12. It may be noticed that the show cause notice had been issued more than 3 years of their submission of the classification list and clearance of the goods pending approval thereof. The notice was, therefore, time barred and the Department had no justification for invoking the extended period of limitation since they had furnished all the required information at the time of filing of the classification list, as brought out above.

13. In this connection, he would like to rely upon the order in the case of S.D. Kemexc Industires reported in 1995 (75) E.L.T. 377 (Tribunal) which shows that in this case the show cause notice was issued for one year even after receipt of information by the Department, hence extended period of limitation was not considered as applicable.

14. Learned DR stated that he would like to point out that the learned Collector has observed in his order that the required certificate from the Directorate of Industries had not been produced before him.

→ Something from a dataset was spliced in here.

PR #2842, opened 2022-02-10
Committing password strength indicator design guidelines

pankajshivpuje:


packages/v4/src/content/design-guidelines/demos/password-strength/password-strength.md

15. The letter addressed to the Superintendent on 16-2-1988 has apparently been failed much before the filing of the classification list and in the normal course, when they had claimed the benefit of Notification for SSI certificate they should have inclosed a copy thereof.

16. Further more, even this certificate is in respect of items other than those which are in question and, therefore, not relevant for our purpose.

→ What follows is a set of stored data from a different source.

PR #2845, opened 2022-02-11
chore(docs): enabled algolia search analytics

### LINKED ISSUE #2754: Set up Algolia search term tracking through GA
Follow up to https://github.com/patternfly/patternfly-org/issues/2721

We should collect data on & [track search terms](https://www.algolia.com/doc/guides/getting-analytics/search-analytics/understand-reports/how-to/connect-search-with-google-analytics/) used on pf.org to better understand what users are looking for and if we can better map to relevant results or if there are gaps in features that we can look into.

evwilkin:
Closes #2754 

Rather than track searches through Google Analytics, this PR enables the default search analytics automatically tracked by Algolia & accessible through the user dashboard in our account.

No analytics were previously being tracked, but these have been enabled by simply updating our API key to the current key & providing the `appId` as well - this last step is not clearly laid out in the docsearch docs as a requirement for analytics but was key in getting this working.

Note: confirming it is okay for this API key to be publicly viewable, per Algolia:

> This is the public API key which can be safely used in your frontend code.This key is usable for search queries and it's also able to list the indices you've got access to.

Result showing test searches coming through:
Screen Shot 2022-02-11 at 11 24 14 AM

### DIFF
--- a/packages/v4/patternfly-docs.config.js
+++ b/packages/v4/patternfly-docs.config.js
@@ -3,7 +3,8 @@ module.exports = {
   pathPrefix: '/v4',
   googleAnalyticsID: 'UA-47523816-6',
   algolia: {
-    apiKey: '06941733239da4f8617d272cf2ed4d5c',
+    apiKey: 'a8fb1726b78594ff97a3418757514404',
+    appId: '79P4ZBH7A3',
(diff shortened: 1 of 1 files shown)


jschuler (approved):
LGTM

17. It was also his submission that in case the appellants were aggrieved of the order of the Assistant Collector on the classification issue, it was open to them to have filed an appeal and not having done so they cannot at this stage make an issue thereof.

18. It was also his submission that even the subsequent certificate produced by them dated 27-9-1995 which relates to a period subsequent to the period in question.

19. We have considered the above submissions. We observe that there is lot of force in the argument of the learned Counsel that the appellants had duly filed classification list claiming benefit of the exemption Notification No. 175/86 as early as September 1989 and SSI registration certificate had been submitted to the Superintendent even before filing the classification list. Thus they had cleared the goods only after filing the classification list pending approval of the Assistant Collector. In the circumstances, prima facie, it appears that they had supplied the required information to the Department and, therefore, it was open to the Department to make such enquiries or conduct such verification as may be required for the purpose of approving the classification list and if necessary issue show cause notice or demand notice in the normal period of limitation. Hence, prima facie the appellants appear to have a better case on time bar. The question as to whether the certificates produced were sufficient for the purpose is agruable and could be considered more appropriately during the course of hearing of the main appeal, as such certificates are issued under IDR Act and those provisions have also to be gone into.

20. Looking to the totality of facts and circumstances and noting the above aspects in particular, we waive the pre-deposit of the amount in question and stay its recovery during the pendency of the appeal.